We also have a TrailManor, which is the brand that 3Ringer is selling.  We like ours, but there are pros and cons, depending on what you're requirements are.  The Trail Manor offers a compact folded down towing size with the roominess of a larger RV when setup, plus hard sides, no canvass etc.

The work required when setting up is way less than the typical canvass pop-up camper, in my opinion.  Plus you have full kitchen and bathroom.


----------



## T-N-T (Jul 23, 2017)

Oh, I did mean to say.....
Camping world is fine place to buy accessories.  They stock all kinds of stuff you will need after a camper purchase.
But buying from them is a process that is unpleasant.  The customer service after the fact is very much a brush off at best.

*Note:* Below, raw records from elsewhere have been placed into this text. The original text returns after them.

PR #3177, opened 2022-08-29
Screen HIL: Fix set_brightness

dcz-self:
The set_brightness method was not causing a callback, confusing the syscall driver and revealing a design/documentation mistake.

### Pull Request Overview

This pull request fixes an oversight in Display HIL.

I put some non-functional improvements to LPM013M126 driver on top.

### Testing Strategy

This pull request was tested by applying to a privte branch and running on LPM013M126 display.

### TODO or Help Wanted

### Documentation Updated

### Formatting

- [x] Ran `make prepush`.

### DIFF
--- a/capsules/src/lpm013m126.rs
+++ b/capsules/src/lpm013m126.rs
@@ -459,6 +459,7 @@ where
                 self.frame_buffer
                     .take()
                     .map_or(Err(ErrorCode::NOMEM), |mut frame_buffer| {
+                        // TODO: reject if buffer is shorter than frame
                         frame_buffer.blit(&buffer[..cmp::min(buffer.len(), len)], &frame);
                         let send_buf = FrameBuffer::with_raw_rows(
                             frame_buffer,
@@ -543,7 +544,7 @@ where
 
     fn set_brightness(&self, _brightness: usize) -> Result<(), ErrorCode> {
         // TODO: add LED PWM
-        Ok(())
+        Err(ErrorCode::NOSUPPORT)
     }
 
     fn set_invert(&self, _inverted: bool) -> Result<(), ErrorCode> {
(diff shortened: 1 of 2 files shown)


alistair23 (approved):

bradjc:
Isn't the fix to return an error instead of `Ok(())`? It looks like this isn't actually setting brightness.

dcz-self:
Good point. The problem I aimed to fix here was "hangs instead of progressing". I didn't consider what the return value for "I don't do brightness" should be. NOSUPPORT perhaps?

bradjc:
> Good point. The problem I aimed to fix here was "hangs instead of progressing". I didn't consider what the return value for "I don't do brightness" should be. NOSUPPORT perhaps?

agreed

dcz-self:
I have no idea why it started failing. I even rebased. This doesn't seem related at first glance.

brghena:
It's not your fault that it's failing. There's a CI bug right now causing all PRs to fail and we're working on it. You can ignore the `litex-sim-ci` for now.

capsules/src/lpm013m126.rs
```diff
@@ -543,7 +543,17 @@ where
 
     fn set_brightness(&self, _brightness: usize) -> Result<(), ErrorCode> {
         // TODO: add LED PWM
-        Ok(())
+        let scheduled = schedule_deferred(
+            self.deferred_caller,
+            &self.command_complete_callback,
+            "set_brightness complete",
+        );
```
bradjc, line 550: Wait why does this need to set a deferred call? The client should not expect a callback if the `set_brightness()` command fails.

dcz-self: You're right, I did that change too mechanically.

bradjc (approved):

alistair23 (approved):

PR #3181, opened 2022-08-29
stm32f412g: make user/kernel code boundary fall on flash sector boundary

hudson-ayers:
### Pull Request Overview

This pull request makes the user/kernel code boundary fall on flash sector boundary, which should hopefully enable tockloader to work with the `--bundle-apps flag.`

### Testing Strategy

@alexandruradovici can you test this with tockloader?

### TODO or Help Wanted

This pull request still needs testing

### Documentation Updated

### Formatting

- [x] Ran `make prepush`.

### DIFF
--- a/boards/stm32f412gdiscovery/chip_layout.ld
+++ b/boards/stm32f412gdiscovery/chip_layout.ld
@@ -1,13 +1,13 @@
 /* Memory layout for the STM32F412G
  * rom = 1MB (LENGTH = 0x01000000)
- * kernel = 192KB
- * user = 832KB
+ * kernel = 256KB
+ * user = 744KB
  * ram = 256KB */
 
 MEMORY
 {
-  rom (rx)  : ORIGIN = 0x08000000, LENGTH = 0x00030000
-  prog (rx) : ORIGIN = 0x08030000, LENGTH = 0x000D0000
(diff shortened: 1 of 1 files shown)


bradjc:
We also need to tell tockloader to use 0x40000 not 0x30000.

bradjc:
I would like to merge this but I'm worried it will break app flashing in a way that is difficult to tell.

hudson-ayers:
Looking at tockloader, there is only a single stm32f4discovery profile (https://github.com/tock/tockloader/blob/master/tockloader/tockloader.py#L112), and it seems to have the settings from the stm32f446rediscovery, rather than the stm32f412gdiscovery (which has a different layout). The profile of the f446re is actually very close to what this PR changes the f412g layout to be, with the exception of it having *less* RAM than the f412g, which should not be a problem.

So I think merging this would strictly improve things relative to Tockloader's expectations, and I don't think this PR is blocked on any changes to tockloader. @alexandruradovici if you have a chance to test this PR with tockloader master, that would be great!

bradjc (approved):
As long as this shouldn't break existing workflows looks good to me.

alexandruradovici:
I will try to test this asap.

bradjc:
Good enough.

bors r+

PR #3185, opened 2022-08-30
readme: Update for 2.1

bradjc:
### Pull Request Overview

For 2.1 we should update the main readme, as 2.0 is no longer brand new.

I'm not sure what we should put. I just removed most of what we had there, hoping that by now we don't need the disclaimers. Please add commits as you see fit.

### Testing Strategy

n/a

### TODO or Help Wanted

What text should we have about 2.x?

### Documentation Updated

### Formatting

- [x] Ran `make prepush`.

### DIFF
--- a/README.md
+++ b/README.md
@@ -28,6 +28,9 @@ from Tock 1.x, including:
 - Updated kernel types.
 - Many new and improved HILs.
 
+For a summary of the latest new features and improvements, check out the
+[changelog](CHANGELOG.md).
+
 
 Learn More
 ----------
--- a/README.md
+++ b/README.md
@@ -17,27 +17,16 @@ kernel.
 
 [tock-ci]: https://github.com/tock/tock/actions?query=branch%3Amaster+workflow%3Atock-ci
 
-Tock 2.0!
+Tock 2.x!
 ---------
 
-Tock is now on its second major release! Here are some 2.0 highlights, and see
-the [release notes](https://github.com/tock/tock/releases/tag/release-2.0) for
-more detail, or the [changelog](CHANGELOG.md#new-in-20) for the complete set of
-changes.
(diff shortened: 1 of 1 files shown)


README.md
```diff
@@ -17,28 +17,17 @@ kernel.
...
 - Many new and improved HILs.
 
-As 2.0 includes many breaking changes, to use the new kernel you will need to
-ensure you have updated versions of userspace apps and the various Tock tools.
-We recommend if you are using git that you do a `git pull`, and if you are using
-tagged releases be sure to update to the 2.0 release.
-
-Initially, only [libtock-c](https://github.com/tock/libtock-c) is compatible
-with Tock 2.0. Work on supporting Tock 2.0 for libtock-rs is [under
-development](https://github.com/tock/libtock-rs/issues/322).
```
brghena, line 40: Seeing as https://github.com/tock/libtock-rs/issues/322 is still open, we should probably keep this note.

jrvanwhy: `libtock-rs` *works* on Tock 2.1, it's just *incomplete*. In particular, it is missing test infrastructure and documentation. That sentence was true for 2.0 because the Tock 2.0 `libtock-rs` wasn't usable at the time of the Tock 2.0 release.

brghena: Never mind then! As long as the basics work at least, we definitely shouldn't steer people away from it.

ppannuto:
I think the way this is written, the bullet points of what makes Tock2 different from Tock1 still hold. Maybe could put back something like, `For a summary of the latest new features and improvements [in recent point releases?], check out the [Changelog].`

bradjc:
Please add commits!

hudson-ayers (approved):
bors r+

I did it twice because they were selling what I was buying.  Swore that there wouldn't be a second time round. But I lied.


----------



## Milkman (Jul 23, 2017)

I say you should go for maximum space that stays within your weight limit.   You dont want anything so heavy you have to own a heavy duty vehicle to tow it.  Something that a standard pickup or full size SUV can pull.


----------



## Artfuldodger (Jul 23, 2017)

I didn't even know Coleman made tagalongs. I liked the floor plan with the free standing table.  I never liked a small camper where you had to wait until your spouse got up to have a table.

As mentioned you will definitely use the potty. The shower possibly not. Many people don't. 

I'm wondering though if the cost of the Coleman may be better spent on a used camper of another brand. Some couples buy a campr and find out camping wasn't there cup of tea. You can pick up a nice one that may have only been camped in five times.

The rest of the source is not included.